▸ EXERCISE DATA

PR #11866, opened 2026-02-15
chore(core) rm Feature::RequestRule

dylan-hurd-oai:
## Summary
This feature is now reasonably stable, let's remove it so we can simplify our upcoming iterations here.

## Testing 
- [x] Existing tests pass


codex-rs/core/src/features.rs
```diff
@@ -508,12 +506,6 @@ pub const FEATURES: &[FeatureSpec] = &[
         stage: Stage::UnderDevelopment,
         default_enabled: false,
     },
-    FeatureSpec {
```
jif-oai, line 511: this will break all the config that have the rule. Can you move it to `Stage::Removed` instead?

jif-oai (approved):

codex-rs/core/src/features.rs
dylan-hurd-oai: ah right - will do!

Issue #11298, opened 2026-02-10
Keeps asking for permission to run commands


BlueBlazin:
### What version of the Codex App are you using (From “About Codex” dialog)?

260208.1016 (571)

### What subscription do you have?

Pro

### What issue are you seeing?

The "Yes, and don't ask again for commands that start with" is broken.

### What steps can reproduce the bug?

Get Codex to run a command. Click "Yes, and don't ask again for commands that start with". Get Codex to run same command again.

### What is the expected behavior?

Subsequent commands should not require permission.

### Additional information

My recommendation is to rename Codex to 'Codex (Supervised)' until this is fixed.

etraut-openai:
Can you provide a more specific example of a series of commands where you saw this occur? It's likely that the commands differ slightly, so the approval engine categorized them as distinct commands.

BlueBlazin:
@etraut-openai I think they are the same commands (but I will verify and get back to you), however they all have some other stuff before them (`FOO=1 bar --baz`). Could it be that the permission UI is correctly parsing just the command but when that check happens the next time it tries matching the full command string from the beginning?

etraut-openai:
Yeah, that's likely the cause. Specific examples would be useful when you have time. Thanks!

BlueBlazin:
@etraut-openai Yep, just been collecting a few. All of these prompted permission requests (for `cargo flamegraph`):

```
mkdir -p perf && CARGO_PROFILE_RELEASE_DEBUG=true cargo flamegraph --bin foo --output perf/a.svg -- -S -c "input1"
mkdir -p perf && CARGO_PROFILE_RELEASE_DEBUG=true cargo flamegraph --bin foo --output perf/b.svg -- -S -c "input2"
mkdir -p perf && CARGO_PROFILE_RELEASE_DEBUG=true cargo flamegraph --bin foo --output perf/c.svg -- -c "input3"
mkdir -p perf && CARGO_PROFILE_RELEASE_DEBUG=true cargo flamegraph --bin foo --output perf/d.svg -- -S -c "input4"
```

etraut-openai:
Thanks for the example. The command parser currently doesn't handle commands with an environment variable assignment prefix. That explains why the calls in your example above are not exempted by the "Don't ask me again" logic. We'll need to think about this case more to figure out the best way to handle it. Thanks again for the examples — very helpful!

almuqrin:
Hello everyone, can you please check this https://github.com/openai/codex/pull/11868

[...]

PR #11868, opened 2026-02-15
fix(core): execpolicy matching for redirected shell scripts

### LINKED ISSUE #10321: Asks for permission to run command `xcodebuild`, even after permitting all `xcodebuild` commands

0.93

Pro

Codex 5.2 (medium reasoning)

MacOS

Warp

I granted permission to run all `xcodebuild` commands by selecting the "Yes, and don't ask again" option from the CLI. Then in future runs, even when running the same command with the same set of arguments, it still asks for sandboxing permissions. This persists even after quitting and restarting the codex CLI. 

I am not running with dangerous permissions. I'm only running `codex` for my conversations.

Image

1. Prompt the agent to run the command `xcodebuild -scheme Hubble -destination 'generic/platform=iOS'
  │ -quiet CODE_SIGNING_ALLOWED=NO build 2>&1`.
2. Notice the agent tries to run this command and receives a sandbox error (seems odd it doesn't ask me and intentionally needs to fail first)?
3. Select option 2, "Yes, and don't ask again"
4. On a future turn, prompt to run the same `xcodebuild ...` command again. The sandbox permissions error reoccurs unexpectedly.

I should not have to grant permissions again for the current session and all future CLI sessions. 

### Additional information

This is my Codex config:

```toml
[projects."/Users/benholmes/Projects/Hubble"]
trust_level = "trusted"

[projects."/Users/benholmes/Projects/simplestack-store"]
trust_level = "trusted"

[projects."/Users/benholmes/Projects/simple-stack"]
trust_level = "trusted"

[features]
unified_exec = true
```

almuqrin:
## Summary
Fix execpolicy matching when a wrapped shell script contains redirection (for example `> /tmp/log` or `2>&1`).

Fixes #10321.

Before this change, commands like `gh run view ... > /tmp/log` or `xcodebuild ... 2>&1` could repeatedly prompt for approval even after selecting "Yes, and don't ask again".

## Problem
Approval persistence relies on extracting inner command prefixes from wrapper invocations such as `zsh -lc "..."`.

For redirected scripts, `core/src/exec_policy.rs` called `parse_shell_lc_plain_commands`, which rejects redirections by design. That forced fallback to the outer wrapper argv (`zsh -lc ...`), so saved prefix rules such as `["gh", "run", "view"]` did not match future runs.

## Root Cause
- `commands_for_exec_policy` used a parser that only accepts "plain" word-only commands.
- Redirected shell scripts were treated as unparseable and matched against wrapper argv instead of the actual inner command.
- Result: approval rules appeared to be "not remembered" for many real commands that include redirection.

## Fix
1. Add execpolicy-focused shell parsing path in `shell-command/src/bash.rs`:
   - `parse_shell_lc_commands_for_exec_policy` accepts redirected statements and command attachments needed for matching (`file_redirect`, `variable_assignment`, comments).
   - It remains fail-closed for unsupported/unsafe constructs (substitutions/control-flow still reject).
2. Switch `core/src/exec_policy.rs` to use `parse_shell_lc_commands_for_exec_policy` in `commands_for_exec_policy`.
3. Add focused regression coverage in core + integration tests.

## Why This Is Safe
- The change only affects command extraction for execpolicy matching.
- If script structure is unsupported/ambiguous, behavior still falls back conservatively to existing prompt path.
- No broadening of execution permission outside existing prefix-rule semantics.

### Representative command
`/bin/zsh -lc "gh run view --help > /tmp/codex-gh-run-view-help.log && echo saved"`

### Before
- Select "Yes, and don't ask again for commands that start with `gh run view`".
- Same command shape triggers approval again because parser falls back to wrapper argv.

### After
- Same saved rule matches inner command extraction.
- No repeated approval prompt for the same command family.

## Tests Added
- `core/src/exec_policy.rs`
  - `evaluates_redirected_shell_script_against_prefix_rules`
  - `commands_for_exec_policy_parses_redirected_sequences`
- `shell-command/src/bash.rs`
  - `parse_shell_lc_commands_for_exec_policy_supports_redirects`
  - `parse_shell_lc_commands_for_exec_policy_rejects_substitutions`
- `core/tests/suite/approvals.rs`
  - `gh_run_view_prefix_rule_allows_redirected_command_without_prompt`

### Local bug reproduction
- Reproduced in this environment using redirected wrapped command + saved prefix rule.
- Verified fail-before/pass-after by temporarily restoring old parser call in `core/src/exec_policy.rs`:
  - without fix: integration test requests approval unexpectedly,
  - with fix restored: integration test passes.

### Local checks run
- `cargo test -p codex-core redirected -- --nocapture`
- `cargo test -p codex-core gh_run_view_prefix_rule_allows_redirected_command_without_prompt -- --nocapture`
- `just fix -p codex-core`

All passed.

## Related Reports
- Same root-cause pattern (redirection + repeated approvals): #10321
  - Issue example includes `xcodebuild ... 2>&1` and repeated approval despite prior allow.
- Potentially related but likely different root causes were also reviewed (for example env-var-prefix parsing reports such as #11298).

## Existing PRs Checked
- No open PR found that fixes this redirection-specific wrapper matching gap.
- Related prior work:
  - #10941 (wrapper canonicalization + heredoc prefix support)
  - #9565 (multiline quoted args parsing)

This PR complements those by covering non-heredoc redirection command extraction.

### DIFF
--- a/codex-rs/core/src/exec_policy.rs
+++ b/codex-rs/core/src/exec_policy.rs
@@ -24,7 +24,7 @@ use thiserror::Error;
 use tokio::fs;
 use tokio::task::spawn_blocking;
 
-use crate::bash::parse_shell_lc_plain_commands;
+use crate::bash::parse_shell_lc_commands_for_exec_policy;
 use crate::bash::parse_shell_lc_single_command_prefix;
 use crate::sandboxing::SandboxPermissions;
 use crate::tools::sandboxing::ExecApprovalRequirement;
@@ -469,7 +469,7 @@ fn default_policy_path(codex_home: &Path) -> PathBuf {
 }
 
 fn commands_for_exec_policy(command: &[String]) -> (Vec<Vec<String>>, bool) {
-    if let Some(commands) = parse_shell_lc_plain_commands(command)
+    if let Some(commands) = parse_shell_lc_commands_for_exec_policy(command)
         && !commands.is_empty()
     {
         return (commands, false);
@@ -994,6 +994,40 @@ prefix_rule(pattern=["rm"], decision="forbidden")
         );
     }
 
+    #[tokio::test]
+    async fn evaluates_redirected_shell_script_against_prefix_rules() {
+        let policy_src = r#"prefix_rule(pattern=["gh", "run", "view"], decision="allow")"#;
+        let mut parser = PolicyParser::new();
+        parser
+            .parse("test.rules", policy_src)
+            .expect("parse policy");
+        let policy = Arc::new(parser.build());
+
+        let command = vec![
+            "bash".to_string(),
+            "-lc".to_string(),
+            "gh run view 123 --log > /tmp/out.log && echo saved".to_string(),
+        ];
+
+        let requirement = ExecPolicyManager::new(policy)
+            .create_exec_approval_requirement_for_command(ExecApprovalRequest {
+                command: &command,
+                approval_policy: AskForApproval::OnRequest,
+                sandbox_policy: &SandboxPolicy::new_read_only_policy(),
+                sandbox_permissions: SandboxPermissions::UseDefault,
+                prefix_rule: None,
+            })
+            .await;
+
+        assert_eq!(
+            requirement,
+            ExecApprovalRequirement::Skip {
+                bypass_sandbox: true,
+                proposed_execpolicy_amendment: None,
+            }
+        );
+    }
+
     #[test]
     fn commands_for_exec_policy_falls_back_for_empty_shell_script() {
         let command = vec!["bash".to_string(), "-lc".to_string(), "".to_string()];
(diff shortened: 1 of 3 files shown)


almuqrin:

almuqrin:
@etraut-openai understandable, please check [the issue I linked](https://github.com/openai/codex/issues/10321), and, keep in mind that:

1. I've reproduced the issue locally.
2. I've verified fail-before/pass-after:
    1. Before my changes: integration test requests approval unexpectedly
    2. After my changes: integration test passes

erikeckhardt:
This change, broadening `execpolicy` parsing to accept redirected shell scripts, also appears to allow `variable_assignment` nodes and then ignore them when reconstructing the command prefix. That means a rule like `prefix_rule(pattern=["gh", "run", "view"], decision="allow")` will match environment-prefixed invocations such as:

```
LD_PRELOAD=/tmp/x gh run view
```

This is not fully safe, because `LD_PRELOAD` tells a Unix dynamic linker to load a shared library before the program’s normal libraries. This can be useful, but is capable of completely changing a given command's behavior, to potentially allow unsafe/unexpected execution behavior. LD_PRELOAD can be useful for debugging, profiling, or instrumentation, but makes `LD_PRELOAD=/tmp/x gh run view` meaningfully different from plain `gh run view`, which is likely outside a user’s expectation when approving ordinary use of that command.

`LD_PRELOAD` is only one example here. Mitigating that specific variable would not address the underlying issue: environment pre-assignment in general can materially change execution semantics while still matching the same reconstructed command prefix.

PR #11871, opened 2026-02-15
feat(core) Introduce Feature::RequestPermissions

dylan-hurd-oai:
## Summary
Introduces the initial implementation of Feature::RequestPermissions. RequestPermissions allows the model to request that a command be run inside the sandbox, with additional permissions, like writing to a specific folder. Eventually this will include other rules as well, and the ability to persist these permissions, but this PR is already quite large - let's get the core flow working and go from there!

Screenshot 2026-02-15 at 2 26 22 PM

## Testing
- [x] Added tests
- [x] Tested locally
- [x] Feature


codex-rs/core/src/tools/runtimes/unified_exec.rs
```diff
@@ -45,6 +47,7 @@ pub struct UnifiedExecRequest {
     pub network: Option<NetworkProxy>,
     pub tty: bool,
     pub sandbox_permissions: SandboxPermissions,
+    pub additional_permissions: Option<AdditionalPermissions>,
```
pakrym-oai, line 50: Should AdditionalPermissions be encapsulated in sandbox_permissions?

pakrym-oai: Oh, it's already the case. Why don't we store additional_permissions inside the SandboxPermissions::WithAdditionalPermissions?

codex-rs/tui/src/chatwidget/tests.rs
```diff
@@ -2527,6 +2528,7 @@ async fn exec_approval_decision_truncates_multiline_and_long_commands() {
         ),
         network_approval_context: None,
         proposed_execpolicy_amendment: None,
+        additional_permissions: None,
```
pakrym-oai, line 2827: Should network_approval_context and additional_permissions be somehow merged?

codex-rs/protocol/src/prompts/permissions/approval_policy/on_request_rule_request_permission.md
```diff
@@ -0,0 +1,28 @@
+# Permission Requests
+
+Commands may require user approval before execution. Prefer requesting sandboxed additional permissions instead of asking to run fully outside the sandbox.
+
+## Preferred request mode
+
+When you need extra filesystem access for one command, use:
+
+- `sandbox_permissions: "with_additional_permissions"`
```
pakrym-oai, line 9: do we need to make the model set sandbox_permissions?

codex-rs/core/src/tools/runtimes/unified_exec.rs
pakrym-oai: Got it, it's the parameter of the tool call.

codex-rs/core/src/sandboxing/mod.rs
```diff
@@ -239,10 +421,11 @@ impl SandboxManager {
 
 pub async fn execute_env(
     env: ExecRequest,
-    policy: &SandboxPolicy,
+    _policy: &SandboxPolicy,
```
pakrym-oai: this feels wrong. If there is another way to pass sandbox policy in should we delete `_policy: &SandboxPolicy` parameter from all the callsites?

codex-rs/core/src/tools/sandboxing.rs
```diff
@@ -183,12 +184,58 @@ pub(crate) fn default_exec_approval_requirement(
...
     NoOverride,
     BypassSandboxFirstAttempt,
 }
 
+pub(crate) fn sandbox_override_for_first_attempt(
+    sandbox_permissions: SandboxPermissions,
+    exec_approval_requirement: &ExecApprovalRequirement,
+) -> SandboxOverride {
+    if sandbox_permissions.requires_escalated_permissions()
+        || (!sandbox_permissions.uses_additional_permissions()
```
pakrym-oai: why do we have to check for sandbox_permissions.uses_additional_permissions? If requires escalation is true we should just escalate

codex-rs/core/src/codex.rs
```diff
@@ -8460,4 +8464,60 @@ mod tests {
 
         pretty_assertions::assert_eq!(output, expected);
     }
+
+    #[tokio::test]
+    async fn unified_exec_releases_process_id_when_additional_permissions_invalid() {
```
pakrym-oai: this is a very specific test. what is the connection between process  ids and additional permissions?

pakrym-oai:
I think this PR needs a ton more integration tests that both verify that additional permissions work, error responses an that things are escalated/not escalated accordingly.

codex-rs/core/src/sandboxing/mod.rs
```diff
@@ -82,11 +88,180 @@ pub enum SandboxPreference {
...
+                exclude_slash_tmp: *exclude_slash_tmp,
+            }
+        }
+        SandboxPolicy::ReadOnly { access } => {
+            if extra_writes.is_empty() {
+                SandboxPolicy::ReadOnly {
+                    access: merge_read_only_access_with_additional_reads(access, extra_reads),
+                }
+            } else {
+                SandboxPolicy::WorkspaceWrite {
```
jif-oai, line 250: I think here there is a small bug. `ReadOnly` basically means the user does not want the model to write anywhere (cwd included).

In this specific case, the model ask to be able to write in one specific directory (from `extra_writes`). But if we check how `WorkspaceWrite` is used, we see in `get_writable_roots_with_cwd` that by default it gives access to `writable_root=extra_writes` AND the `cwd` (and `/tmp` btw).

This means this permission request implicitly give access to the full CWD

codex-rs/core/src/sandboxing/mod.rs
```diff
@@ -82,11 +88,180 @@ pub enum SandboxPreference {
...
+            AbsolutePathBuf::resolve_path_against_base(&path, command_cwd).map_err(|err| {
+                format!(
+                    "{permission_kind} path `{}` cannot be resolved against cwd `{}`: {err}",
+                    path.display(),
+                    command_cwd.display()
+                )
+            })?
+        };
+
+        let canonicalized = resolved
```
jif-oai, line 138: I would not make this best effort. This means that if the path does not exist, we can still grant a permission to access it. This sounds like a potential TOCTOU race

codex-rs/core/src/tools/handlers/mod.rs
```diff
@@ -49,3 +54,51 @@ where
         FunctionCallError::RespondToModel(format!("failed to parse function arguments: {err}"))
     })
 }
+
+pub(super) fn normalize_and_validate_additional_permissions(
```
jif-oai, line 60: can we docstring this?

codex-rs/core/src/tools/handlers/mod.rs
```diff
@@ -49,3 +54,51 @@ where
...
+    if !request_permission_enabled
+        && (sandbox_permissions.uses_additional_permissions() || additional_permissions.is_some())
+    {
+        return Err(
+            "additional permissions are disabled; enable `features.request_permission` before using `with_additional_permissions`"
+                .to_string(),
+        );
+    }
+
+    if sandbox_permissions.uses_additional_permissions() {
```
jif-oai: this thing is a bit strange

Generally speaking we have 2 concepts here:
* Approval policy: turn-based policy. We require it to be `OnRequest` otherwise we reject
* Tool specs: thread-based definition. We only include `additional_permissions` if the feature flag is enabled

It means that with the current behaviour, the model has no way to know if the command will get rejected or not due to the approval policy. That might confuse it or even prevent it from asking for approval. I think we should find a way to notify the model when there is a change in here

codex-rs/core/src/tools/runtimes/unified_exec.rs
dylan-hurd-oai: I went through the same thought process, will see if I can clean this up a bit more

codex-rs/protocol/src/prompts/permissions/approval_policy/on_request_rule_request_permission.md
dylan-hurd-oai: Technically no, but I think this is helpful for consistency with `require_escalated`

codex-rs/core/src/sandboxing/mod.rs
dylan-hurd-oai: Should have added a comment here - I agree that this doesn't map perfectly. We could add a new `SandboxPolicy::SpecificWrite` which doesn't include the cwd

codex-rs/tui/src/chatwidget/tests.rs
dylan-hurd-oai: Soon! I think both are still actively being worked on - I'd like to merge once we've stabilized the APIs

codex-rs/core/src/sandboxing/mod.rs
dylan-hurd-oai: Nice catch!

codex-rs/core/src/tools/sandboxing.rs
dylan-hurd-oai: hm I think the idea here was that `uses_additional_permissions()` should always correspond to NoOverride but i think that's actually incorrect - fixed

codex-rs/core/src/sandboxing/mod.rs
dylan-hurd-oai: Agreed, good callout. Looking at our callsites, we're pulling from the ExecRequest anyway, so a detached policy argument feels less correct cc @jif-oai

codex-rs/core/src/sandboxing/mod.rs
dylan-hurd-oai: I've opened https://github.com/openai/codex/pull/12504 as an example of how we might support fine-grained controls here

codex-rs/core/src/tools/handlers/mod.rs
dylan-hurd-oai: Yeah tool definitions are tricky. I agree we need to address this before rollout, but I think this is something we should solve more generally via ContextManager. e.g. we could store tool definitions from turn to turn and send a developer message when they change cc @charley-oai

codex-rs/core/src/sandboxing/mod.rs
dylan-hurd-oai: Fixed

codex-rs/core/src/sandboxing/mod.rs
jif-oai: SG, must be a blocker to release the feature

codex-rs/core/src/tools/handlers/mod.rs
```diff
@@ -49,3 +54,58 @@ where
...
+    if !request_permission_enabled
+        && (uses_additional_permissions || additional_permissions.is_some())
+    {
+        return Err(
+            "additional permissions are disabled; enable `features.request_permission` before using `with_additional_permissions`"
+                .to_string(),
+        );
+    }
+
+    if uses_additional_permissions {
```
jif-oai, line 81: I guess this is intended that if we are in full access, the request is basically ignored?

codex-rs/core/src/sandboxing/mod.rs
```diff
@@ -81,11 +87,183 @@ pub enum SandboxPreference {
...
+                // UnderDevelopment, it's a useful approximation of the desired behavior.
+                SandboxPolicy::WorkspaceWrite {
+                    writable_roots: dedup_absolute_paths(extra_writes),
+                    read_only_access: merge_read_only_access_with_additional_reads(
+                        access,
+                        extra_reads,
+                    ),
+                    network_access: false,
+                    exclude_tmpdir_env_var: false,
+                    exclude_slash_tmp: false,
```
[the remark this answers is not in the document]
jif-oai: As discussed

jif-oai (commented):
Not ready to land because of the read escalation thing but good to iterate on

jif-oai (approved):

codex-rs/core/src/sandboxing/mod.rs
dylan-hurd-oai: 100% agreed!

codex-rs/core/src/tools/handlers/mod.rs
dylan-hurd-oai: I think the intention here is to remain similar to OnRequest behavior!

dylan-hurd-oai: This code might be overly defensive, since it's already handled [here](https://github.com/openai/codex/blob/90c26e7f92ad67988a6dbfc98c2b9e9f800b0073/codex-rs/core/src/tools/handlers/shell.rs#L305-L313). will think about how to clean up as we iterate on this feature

▸ PROBLEM
Reproduce each line of the records in which "projects" appears.

▸ RESPONSE TO THE EXERCISE
[projects."/Users/benholmes/Projects/Hubble"]
[projects."/Users/benholmes/Projects/simplestack-store"]
[projects."/Users/benholmes/Projects/simple-stack"]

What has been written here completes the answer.